(TASK DIRECTIONS): Every record is to be printed exactly as it appears.

[Saved data entries]
PR #3116, opened 2026-05-13
Fix #3107: resolve client IP behind RFC-1918 proxy chains

### LINKED ISSUE #3107: Client IP shows as reverse proxy address behind Kubernetes ingress
When OTS runs behind Kubernetes ingress (Traefik in our case), the app displays the ingress pod IP instead of the actual client IP. Traefik sets `X-Forwarded-For` correctly, but it never reaches the display.

Affected: Colonel "Banned IPs" page — "Your Current IP Address" shows the pod IP (`10.244.8.0` in our case) instead of the real visitor IP.

## Root cause

Rack's `request.ip` scans `X-Forwarded-For` for the leftmost IP that isn't a known proxy. In Kubernetes, both the real client and the ingress pod can be in RFC 1918 space. Rack can't find a non-private IP in the chain and falls back to `REMOTE_ADDR` — the pod IP.

Otto handles this correctly via `add_trusted_proxy` / `client_ipaddress`, but the code path for the ban IP display calls `request.ip` directly.

## Suggested fix

A global `TRUSTED_PROXY_DEPTH` or `TRUSTED_PROXIES` env var. `UI_HOMEPAGE_TRUSTED_PROXY_DEPTH` already does this for homepage mode detection — it just needs to be generalized to the rest of the app.

## Setup

- OTS v0.25.2
- Kubernetes, Traefik ingress
- All IPs in the forwarding chain are RFC 1918

syphernl:
When OTS runs behind Kubernetes ingress, the Colonel "Banned IPs" page shows the ingress pod IP instead of the visitor's actual IP — and bans enforced against that IP never match incoming requests.

Rack's `request.ip` looks through `X-Forwarded-For` for the leftmost non-private IP. In Kubernetes, everything in the chain can be RFC 1918, so it gives up and falls back to `REMOTE_ADDR` — also the pod IP. The homepage mode detection already solved this with `UI_HOMEPAGE_TRUSTED_PROXY_DEPTH`, but that setting was scoped to CIDR matching and never reached the ban or session paths.

There's a second bug on top of that: `list_banned_ips.rb` was reading `metadata[:ip]` from the strategy result, but `IdentityResolution` writes `metadata[:ip_address]`. The Colonel page fell through to `'unknown'` on every request regardless of proxy configuration.

## What this PR does

Adds `TRUSTED_PROXY_DEPTH` (default `0`, so existing deployments are unaffected) and `TRUSTED_IP_HEADER` to the site config. Set depth to `1` behind a standard reverse proxy, `2+` behind CDN + proxy chains.

Introduces `Onetime::ClientIpHelpers` with a `RackExtension` mixin that adds `trusted_client_ip` to `Rack::Request` at boot — no per-callsite setup needed. Crucially, this helper does not reject private IPs after extraction: once you've declared how many proxies to trust, the extracted IP is the client IP, full stop. That's what makes the all-RFC-1918 Kubernetes case work.

All `request.ip` / `req.ip` calls are replaced with `request.trusted_client_ip` across identity resolution, ban enforcement, session storage, auth hooks, audit logging, and error handling. Otto's `req.client_ipaddress` is untouched.

The metadata key bug in `list_banned_ips.rb` is fixed to read `metadata[:ip_address]`.

Homepage mode detection now delegates its header parsing to `ClientIpHelpers` but keeps the private-IP rejection it uses for CIDR matching.

## Testing

New spec at `spec/unit/onetime/helpers/client_ip_helpers_spec.rb` covers depth 0/1/2, all three header modes, all-RFC-1918 chains, missing and malformed headers, and the `Rack::Request` mixin. Existing homepage specs are unchanged.

To verify manually: start the server with `TRUSTED_PROXY_DEPTH=1`, curl any endpoint with `X-Forwarded-For: 203.0.113.42, 10.244.8.0`, and confirm the Colonel page reports `203.0.113.42`. With depth unset, it should still return `REMOTE_ADDR`.

Closes #3107


delano:
Not sure if you want a review yet so I just glanced over it, but it looks like a good changes. And thanks for catching the ip_address field bug as well.

There are some minor stylistic differences but I'll end up offloading a lot of this stuff to Otto at some point so I'm not going to nitpick about it. If you can get the one ruby test to pass and mark it ready, I'll merge it in.

syphernl:
Ran an end-to-end test with a local Docker build. Banned `5.5.5.5` in Redis, then fired requests with different depth settings:

- `TRUSTED_PROXY_DEPTH=1` + `X-Forwarded-For: 5.5.5.5` → 403 ✓
- `TRUSTED_PROXY_DEPTH=0` + `X-Forwarded-For: 5.5.5.5` → 200 (XFF ignored, REMOTE_ADDR used) ✓
- `TRUSTED_PROXY_DEPTH=1`, no XFF header → 200 (falls back to REMOTE_ADDR) ✓

Spent a bit of time confused about why the `[Otto] Auth strategy result` log kept showing the Docker bridge IP even with depth=1. Turns out that's just Otto's inner `IPPrivacyMiddleware` masking IPs before the log runs. The ban, session, and identity middleware sit earlier in the stack and get the real resolved IP, which is what matters.

syphernl:
@delano This is ready for final review & merge.

delano:
> Spent a bit of time confused about why the [Otto] Auth strategy result log kept showing the Docker bridge IP even with depth=1. Turns out that's just Otto's inner IPPrivacyMiddleware masking IPs before the log runs. The ban, session, and identity middleware sit earlier in the stack and get the real resolved IP, which is what matters.

Oof, sorry for the headache. Otto still has some rough edges to sort out.

delano:
@syphernl While sorting out the tests, I figured out a way to implement the trusted proxies using Rack internals that allows for using the regular `request.ip`. The limitation with the approach is that it filters to RFC-1918 ranges by default (plus any additional CIDRs configured) which removed the explicit depth control (your changes) so it supports both via `mode: filter | depth`. 

I took the opportunity to plan ahead with the configuration more generally and moved it under a new layer `site.network`. 

```yaml
site:
  # ...
  #
  # Settings for proxy trust, client IP resolution, and network-level behavior.
  network:
    # Trusted Proxy Configuration
    #
    # Controls how client IPs are resolved when behind reverse proxies
    # (Kubernetes ingress, cloud load balancers, CDNs, etc.).
    #
    trusted_proxy:
      # Master switch. When false, all forwarded headers are ignored
      # and REMOTE_ADDR is used directly.
      enabled: <%= ENV['TRUSTED_PROXY_ENABLED'] == 'true' %>

      # How to resolve client IP behind proxies:
      #
      # 'filter' (default): Rack walks X-Forwarded-For right-to-left,
      #   automatically skipping RFC1918 private IPs (10.x, 172.16-31.x,
      #   192.168.x). Returns first non-private IP. Works for most k8s/cloud
      #   deployments where proxies have internal IPs.
      #
      # 'depth': Position-based counting. Skip exactly N rightmost hops.
      #   Use when:
      #   - CDN has a public IP (not RFC1918)
      #   - Variable proxy depth that filter can't handle
      #   - You need deterministic hop selection regardless of IP class
      #
      mode: <%= ENV['TRUSTED_PROXY_MODE'] || 'filter' %>
      header: <%= ENV['TRUSTED_PROXY_HEADER'] || 'X-Forwarded-For' %>
      cidrs: <%= ENV['TRUSTED_PROXY_CIDRS']&.split(',')&.map(&:strip) || [] %>
      depth: <%= ENV['TRUSTED_PROXY_DEPTH']&.to_i || 1 %>
```
  
I'm going to merge now so we can keep building on it. As a bonus, I think it sets us up to simplify the homepage mode settings too.

This is a great contribution. If you want to keep iterating, or there's something you want to revisit, a follow-up issue or PR is welcome.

(RESULT):
PR #3116, opened 2026-05-13
Fix #3107: resolve client IP behind RFC-1918 proxy chains

### LINKED ISSUE #3107: Client IP shows as reverse proxy address behind Kubernetes ingress
When OTS runs behind Kubernetes ingress (Traefik in our case), the app displays the ingress pod IP instead of the actual client IP. Traefik sets `X-Forwarded-For` correctly, but it never reaches the display.

Affected: Colonel "Banned IPs" page — "Your Current IP Address" shows the pod IP (`10.244.8.0` in our case) instead of the real visitor IP.

## Root cause

Rack's `request.ip` scans `X-Forwarded-For` for the leftmost IP that isn't a known proxy. In Kubernetes, both the real client and the ingress pod can be in RFC 1918 space. Rack can't find a non-private IP in the chain and falls back to `REMOTE_ADDR` — the pod IP.

Otto handles this correctly via `add_trusted_proxy` / `client_ipaddress`, but the code path for the ban IP display calls `request.ip` directly.

## Suggested fix

A global `TRUSTED_PROXY_DEPTH` or `TRUSTED_PROXIES` env var. `UI_HOMEPAGE_TRUSTED_PROXY_DEPTH` already does this for homepage mode detection — it just needs to be generalized to the rest of the app.

## Setup

- OTS v0.25.2
- Kubernetes, Traefik ingress
- All IPs in the forwarding chain are RFC 1918

syphernl:
When OTS runs behind Kubernetes ingress, the Colonel "Banned IPs" page shows the ingress pod IP instead of the visitor's actual IP — and bans enforced against that IP never match incoming requests.

Rack's `request.ip` looks through `X-Forwarded-For` for the leftmost non-private IP. In Kubernetes, everything in the chain can be RFC 1918, so it gives up and falls back to `REMOTE_ADDR` — also the pod IP. The homepage mode detection already solved this with `UI_HOMEPAGE_TRUSTED_PROXY_DEPTH`, but that setting was scoped to CIDR matching and never reached the ban or session paths.

There's a second bug on top of that: `list_banned_ips.rb` was reading `metadata[:ip]` from the strategy result, but `IdentityResolution` writes `metadata[:ip_address]`. The Colonel page fell through to `'unknown'` on every request regardless of proxy configuration.

## What this PR does

Adds `TRUSTED_PROXY_DEPTH` (default `0`, so existing deployments are unaffected) and `TRUSTED_IP_HEADER` to the site config. Set depth to `1` behind a standard reverse proxy, `2+` behind CDN + proxy chains.

Introduces `Onetime::ClientIpHelpers` with a `RackExtension` mixin that adds `trusted_client_ip` to `Rack::Request` at boot — no per-callsite setup needed. Crucially, this helper does not reject private IPs after extraction: once you've declared how many proxies to trust, the extracted IP is the client IP, full stop. That's what makes the all-RFC-1918 Kubernetes case work.

All `request.ip` / `req.ip` calls are replaced with `request.trusted_client_ip` across identity resolution, ban enforcement, session storage, auth hooks, audit logging, and error handling. Otto's `req.client_ipaddress` is untouched.

The metadata key bug in `list_banned_ips.rb` is fixed to read `metadata[:ip_address]`.

Homepage mode detection now delegates its header parsing to `ClientIpHelpers` but keeps the private-IP rejection it uses for CIDR matching.

## Testing

New spec at `spec/unit/onetime/helpers/client_ip_helpers_spec.rb` covers depth 0/1/2, all three header modes, all-RFC-1918 chains, missing and malformed headers, and the `Rack::Request` mixin. Existing homepage specs are unchanged.

To verify manually: start the server with `TRUSTED_PROXY_DEPTH=1`, curl any endpoint with `X-Forwarded-For: 203.0.113.42, 10.244.8.0`, and confirm the Colonel page reports `203.0.113.42`. With depth unset, it should still return `REMOTE_ADDR`.

Closes #3107


delano:
Not sure if you want a review yet so I just glanced over it, but it looks like a good changes. And thanks for catching the ip_address field bug as well.

There are some minor stylistic differences but I'll end up offloading a lot of this stuff to Otto at some point so I'm not going to nitpick about it. If you can get the one ruby test to pass and mark it ready, I'll merge it in.

syphernl:
Ran an end-to-end test with a local Docker build. Banned `5.5.5.5` in Redis, then fired requests with different depth settings:

- `TRUSTED_PROXY_DEPTH=1` + `X-Forwarded-For: 5.5.5.5` → 403 ✓
- `TRUSTED_PROXY_DEPTH=0` + `X-Forwarded-For: 5.5.5.5` → 200 (XFF ignored, REMOTE_ADDR used) ✓
- `TRUSTED_PROXY_DEPTH=1`, no XFF header → 200 (falls back to REMOTE_ADDR) ✓

Spent a bit of time confused about why the `[Otto] Auth strategy result` log kept showing the Docker bridge IP even with depth=1. Turns out that's just Otto's inner `IPPrivacyMiddleware` masking IPs before the log runs. The ban, session, and identity middleware sit earlier in the stack and get the real resolved IP, which is what matters.

syphernl:
@delano This is ready for final review & merge.

delano:
> Spent a bit of time confused about why the [Otto] Auth strategy result log kept showing the Docker bridge IP even with depth=1. Turns out that's just Otto's inner IPPrivacyMiddleware masking IPs before the log runs. The ban, session, and identity middleware sit earlier in the stack and get the real resolved IP, which is what matters.

Oof, sorry for the headache. Otto still has some rough edges to sort out.

delano:
@syphernl While sorting out the tests, I figured out a way to implement the trusted proxies using Rack internals that allows for using the regular `request.ip`. The limitation with the approach is that it filters to RFC-1918 ranges by default (plus any additional CIDRs configured) which removed the explicit depth control (your changes) so it supports both via `mode: filter | depth`. 

I took the opportunity to plan ahead with the configuration more generally and moved it under a new layer `site.network`. 

```yaml
site:
  # ...
  #
  # Settings for proxy trust, client IP resolution, and network-level behavior.
  network:
    # Trusted Proxy Configuration
    #
    # Controls how client IPs are resolved when behind reverse proxies
    # (Kubernetes ingress, cloud load balancers, CDNs, etc.).
    #
    trusted_proxy:
      # Master switch. When false, all forwarded headers are ignored
      # and REMOTE_ADDR is used directly.
      enabled: <%= ENV['TRUSTED_PROXY_ENABLED'] == 'true' %>

      # How to resolve client IP behind proxies:
      #
      # 'filter' (default): Rack walks X-Forwarded-For right-to-left,
      #   automatically skipping RFC1918 private IPs (10.x, 172.16-31.x,
      #   192.168.x). Returns first non-private IP. Works for most k8s/cloud
      #   deployments where proxies have internal IPs.
      #
      # 'depth': Position-based counting. Skip exactly N rightmost hops.
      #   Use when:
      #   - CDN has a public IP (not RFC1918)
      #   - Variable proxy depth that filter can't handle
      #   - You need deterministic hop selection regardless of IP class
      #
      mode: <%= ENV['TRUSTED_PROXY_MODE'] || 'filter' %>
      header: <%= ENV['TRUSTED_PROXY_HEADER'] || 'X-Forwarded-For' %>
      cidrs: <%= ENV['TRUSTED_PROXY_CIDRS']&.split(',')&.map(&:strip) || [] %>
      depth: <%= ENV['TRUSTED_PROXY_DEPTH']&.to_i || 1 %>
```
  
I'm going to merge now so we can keep building on it. As a bonus, I think it sets us up to simplify the homepage mode settings too.

This is a great contribution. If you want to keep iterating, or there's something you want to revisit, a follow-up issue or PR is welcome.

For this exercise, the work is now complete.